Growing affluence and, in particular, the increasing scale of business activity have given rise to project crime when criminals are especially fastidious about planning. Project crime involves a much smaller number of large thefts. To implement their plans criminals have to organize themselves more effectively: improved safes, alarm systems, and security vans require advanced discreet planning and a much higher level of cooperation. It is not unknown that people of high respectability have been associates in such crimes.

But a learned scholar once an epitome of cool, will be confused by the question about the frequency with which high-status people commit crimes themselves. With vehement anger this supporter of the thesis that crime and deviance are caused by pains of poverty and want will rebuke you saying that it’s the case for psychotherapists rather than researchers of law as those people are simply crazy.
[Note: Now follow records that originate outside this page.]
PR #105, opened 2020-04-23
[EastSussex] allow groups to be renamed for display

struan:
Some of the internal Salesforce names aren't especially user facing so
allow them to be renamed on the way out and then reversed on the way
back in

### DIFF
--- a/perllib/Open311/Endpoint/Integration/SalesForceRest.pm
+++ b/perllib/Open311/Endpoint/Integration/SalesForceRest.pm
@@ -73,8 +73,10 @@ sub post_service_request {
 
     die "Failed to get user id" unless $user_id;
 
-    $req->{ $mapping->{title} } = $args->{attributes}->{group} || $service->groups->[0];
-    $req->{ $mapping->{group} } = $args->{attributes}->{group} || $service->groups->[0];
+    my $group = $self->_revert_group_name( $args->{attributes}->{group} || $service->groups->[0] );
+
+    $req->{ $mapping->{title} } = $group;
+    $req->{ $mapping->{group} } = $group;
     $req->{ $mapping->{account} } = $user_id;
 
     # most categories use a type and a sub type which map to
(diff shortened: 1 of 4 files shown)


perllib/Open311/Endpoint/Integration/SalesForceRest.pm
```diff
@@ -170,6 +172,31 @@ sub service {
...
+    ];
+
+    return $groups;
+}
+
+sub _revert_group_name {
+    my ($self, $group) = @_;
+
+    my $map = $self->get_integration->config->{group_name_map};
+    my $reverse_map = { map { $map->{$_} => $_ } keys %{ $map } };
```
dracos, line 195: Worth a note the values as well as the keys have to be unique for this to work I guess.

dracos: Note that `my $reverse_map = { reverse %$map }` works :) (could just be a hash rather than a ref too)

perllib/Open311/Endpoint/Integration/SalesForceRest.pm
```diff
@@ -170,6 +172,31 @@ sub service {
...
+        } @{ $groups }
+    ];
+
+    return $groups;
+}
+
+sub _revert_group_name {
+    my ($self, $group) = @_;
+
+    my $map = $self->get_integration->config->{group_name_map};
```
dracos, line 194: Does this need a $map exists check like _rename_groups?

perllib/Open311/Endpoint/Integration/SalesForceRest.pm
```diff
@@ -170,6 +172,31 @@ sub service {
...
+    my $reverse_map = { map { $map->{$_} => $_ } keys %{ $map } };
+
+    return $reverse_map->{$group} ? $reverse_map->{$group} : $group;
```
dracos, line 197: `$reverse_map->{$group} || $group` works here, and in the other function too

perllib/Open311/Endpoint/Integration/SalesForceRest.pm
struan: Given this is for renaming top level categories it'd be a bit odd to two renamed to the same thing so I think that limitation is fine.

Now however a new concept of white-collar crime is gradually gaining ground. White-collar crimes are committed by “a person of respectability and high social status in the course of his occupation”, and they quite often involve violations of trust. Though zealous advocates of strain theory believe that those people involved in fraudulent shams need medical rehabilitation rather than prison sentence and their wealth is extenuating circumstance and a proof that the crime was committed in the fit of insanity, their opponents, now numerous, will refute this argument. They maintain that if upper-status people flout the rules of the society they shouldn’t redeem themselves by just making amends. There is no disparity in motivation impelling the poor and the rich to break the law. Princes as well as paupers can be overcome by greed and temptation.